05-25-2017 03:26 PM
Hello,
I have 241 data sets. In each set, there is a variable called "Observed Closings" measured quarterly. I need to test whether the number of observations with zero observed closings is less than 5% of the total number of observations, (# of Zero ObservedClosings) / n >= 5.0%.
Any thoughts?
MG
05-25-2017 03:34 PM
Please give something in form of data, so that it is easy to understand and then someone can help you more easily.
05-25-2017 03:40 PM
Data Set 1
Date # of Observed Closings
1 0
2 5
3 9
4 4
5 2
I need to test whether # of observed closings divided by total observations is greater than or equal to 5%. In this case, the number of observations with zero observed closings is 1. There are 5 total observations. So, 1/5 = 0.20 or 20%.
Thanks,
05-25-2017 03:51 PM
You can do it like this in a data step
Data have;
input Date Observed_Closings;
datalines;
1 0
2 5
3 9
4 4
5 2
;
data want(keep=ratio);
set have end=eof;
if Observed_Closings = 0 then c + 1;
if eof then do;
ratio = c/_N_;
output;
end;
retain c;
run;
05-25-2017 04:23 PM
Thanks. Is there a way to have it run the test on multiple data sets with similar naming convention?
Data set names are
sasuser.out07086
sasuser.out19102
.
.
.
sasuser.out96161
Thanks,
MG
05-25-2017 05:11 PM
Do you want one ratio for each dataset or do you want one ratio total for all the datasets?
05-25-2017 06:26 PM
One for each dataset.
05-25-2017 06:48 PM
In that case you can do like this:
Data have1;
input Date Observed_Closings;
datalines;
1 0
2 5
3 9
4 4
5 2
;
Data have2;
input Date Observed_Closings;
datalines;
1 0
2 0
3 9
4 4
5 2
;
Data have3;
input Date Observed_Closings;
datalines;
1 0
2 0
3 0
4 4
5 2
;
data collect_them;
set have: indsname=source;
sourceData = source;
run;
proc sort data = collect_them;
by sourceData date;
run;
data want(keep=sourcedata ratio);
set collect_them;
by sourcedata;
if first.sourcedata then do;
c_zero=0;c_total=0;
end;
if Observed_Closings = 0 then c_zero + 1;
c_total + 1;
if last.sourcedata then do;
ratio = c_zero/c_total;
output;
end;
retain c_zero c_total;
run;
05-25-2017 06:50 PM
mgarrison wrote:
One for each dataset.
The the dataset with the indsname option described would let you use the SourceData as a class variable in proc means or summary or by variable for freq or data step first. and last. processing.
05-25-2017 06:52 PM
@ballardw, never knew about the indsname option.
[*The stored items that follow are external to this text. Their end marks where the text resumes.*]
PR #967, opened 2022-05-02
Pull in changes from qiskit-community/qiskit-textbook

frankharkins:
## Changes

Fixes #921 & #427.

There have been changes to the notebooks in both this repo, and [qiskit-community/qiskit-textbook](https://github.com/qiskit-community/qiskit-textbook). This PR attempts to incorporate the positive changes from [qiskit-community/qiskit-textbook](https://github.com/qiskit-community/qiskit-textbook) without overwriting changes made in this repo.

## Implementation details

Very cool stuff, thank you
05-25-2017 05:34 PM
mgarrison wrote:
Thanks. Is there a way to have it run the test on multiple data sets with similar naming convention?
Data set names are
sasuser.out07086
sasuser.out19102
.
.
.
sasuser.out96161
Thanks,
MG
Combine the data as
data want;
length SourceData $ 41;
set sasuser.out: indsname=source;
SourceData=Source;
end;
The colon after Out is a wildcard to get all of the datasets that start with OUT from that library.
Sourcedata variable with have the library.dataset name contributing a record if needed.